### PROBLEM TO SOLVE
Set down word for word the lines that begin the entries and run through the line containing "This PR will". Give nothing further.

_ _ _

PR #4256, opened 2024-02-14
Add integration test to update an agent with another built from the same commit

### LINKED ISSUE #2780: Test that the currently installed Elastic Agent version can upgrade to itself

pchila:
## What does this PR do?

This PR will add integration tests checking that:
- we cannot upgrade an agent with the exact same version
- we can modify the version of the agent package and the upgrade using this modified version with an agent built from the same commit

## Why is it important?

The new integration tests prove that #4193 makes it possible to have 2 agent installs from the same hash at the same time on disk (we have this situation when performing an upgrade before the end of the grace period).

It also proves that we can use the same package built from the commit to test certain upgrade flows in CI.

## Checklist

## Author's Checklist

- [ ]

The new tests can be run using
```shell
GOTEST_FLAGS="-test.run ^TestStandaloneUpgradeSameCommit$" TEST_PLATFORMS="linux/amd64,windows/amd64"  SNAPSHOT=true TEST_PLATFORMS="linux/amd64/ubuntu" mage integration:test
```

## Related issues

- Closes #2780

## Questions to ask yourself

- ...

### DIFF
--- a/testing/integration/upgrade_standalone_same_commit_test.go
+++ b/testing/integration/upgrade_standalone_same_commit_test.go
@@ -1,3 +1,9 @@
+// Copyright Elasticsearch B.V. and/or licensed to Elasticsearch B.V. under one
+// or more contributor license agreements. Licensed under the Elastic License;
+// you may not use this file except in compliance with the Elastic License.
+
+//go:build integration
+
 package integration
 
 import (
@@ -22,6 +28,7 @@ import (
 
 	"github.com/elastic/elastic-agent/dev-tools/mage"
 	v1 "github.com/elastic/elastic-agent/pkg/api/v1"
+	atesting "github.com/elastic/elastic-agent/pkg/testing"
 	"github.com/elastic/elastic-agent/pkg/testing/define"
 	"github.com/elastic/elastic-agent/pkg/testing/tools/testcontext"
 	"github.com/elastic/elastic-agent/pkg/version"
@@ -36,7 +43,7 @@ func TestStandaloneUpgradeSameCommit(t *testing.T) {
 		Sudo:  true,  // requires Agent installation
 	})
 
-	// we upgrade unto the same version
+	// parse the version we are testing
 	currentVersion, err := version.ParseVersion(define.Version())
 	require.NoError(t, err)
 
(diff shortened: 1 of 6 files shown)


testing/integration/upgrade_standalone_same_commit_test.go
```diff
@@ -0,0 +1,381 @@
...
+		t.Skipf("Minimum version for running this test is %q, current version: %q", *upgradetest.Version_8_13_0_SNAPSHOT, currentVersion)
+	}
+
+	unprivilegedAvailable := true
+	if runtime.GOOS != define.Linux {
+		// only available on Linux at the moment
+		unprivilegedAvailable = false
+	}
+	// This is probably redundant: see the skip statement above
+	if unprivilegedAvailable && (currentVersion.Less(*upgradetest.Version_8_13_0) || currentVersion.Less(*upgradetest.Version_8_13_0)) {
```
cmacknz, line 61:
```suggestion
	if unprivilegedAvailable && currentVersion.Less(*upgradetest.Version_8_13_0) {
```

Both sides of this `||` are the same expression, since the start version and end version here are the same I suspect you can remove one of them.

testing/integration/upgrade_standalone_same_commit_test.go
```diff
@@ -0,0 +1,381 @@
...
+		// I wish I could just pass the location of the package on disk to the whole upgrade tests/fixture/fetcher code
+		// but I would have to break too much code for that, when in Rome... add more code on top of inflexible code
+		repackagedLocalFetcher := atesting.LocalFetcher(newPackageContainingDir)
+
+		endFixture, err := atesting.NewFixture(t, versionForFixture.String(), atesting.WithFetcher(repackagedLocalFetcher))
+		require.NoErrorf(t, err, "error creating end fixture with LocalArtifactFetcher with dir %q", newPackageContainingDir)
+
+		err = upgradetest.PerformUpgrade(ctx, startFixture, endFixture, t,
+			upgradetest.WithUnprivileged(unprivilegedAvailable),
+			upgradetest.WithDisableHashCheck(true),
```
cmacknz, line 160: Rather than disabling the check, could you invert it? That is require the hash to be the same?

That would enforce that the commit still reads the same after all of the package hacking that goes on as a condition of the test.

pchila: This is to disable the check before starting the upgrade in our integration tests: it's the "fix" we have to avoid hash collisions then upgrading from a snapshot to another snapshot of the same version (it has been introduced by @rdner not too long ago)

The hash after upgrade is checked anyways using the endFixture which in our case has obviously the same hash

testing/integration/upgrade_standalone_same_commit_test.go
pchila: Oups I forgot to remove it after I changed the second version to 8.13.0 (we have a similar check for the privileged/unprivileged switch that you can find in other tests).
Will remove.

cmacknz (approved):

_ _ _

### RESULT OF THE TASK
PR #4256, opened 2024-02-14
Add integration test to update an agent with another built from the same commit

### LINKED ISSUE #2780: Test that the currently installed Elastic Agent version can upgrade to itself

pchila:
## What does this PR do?

This PR will add integration tests checking that:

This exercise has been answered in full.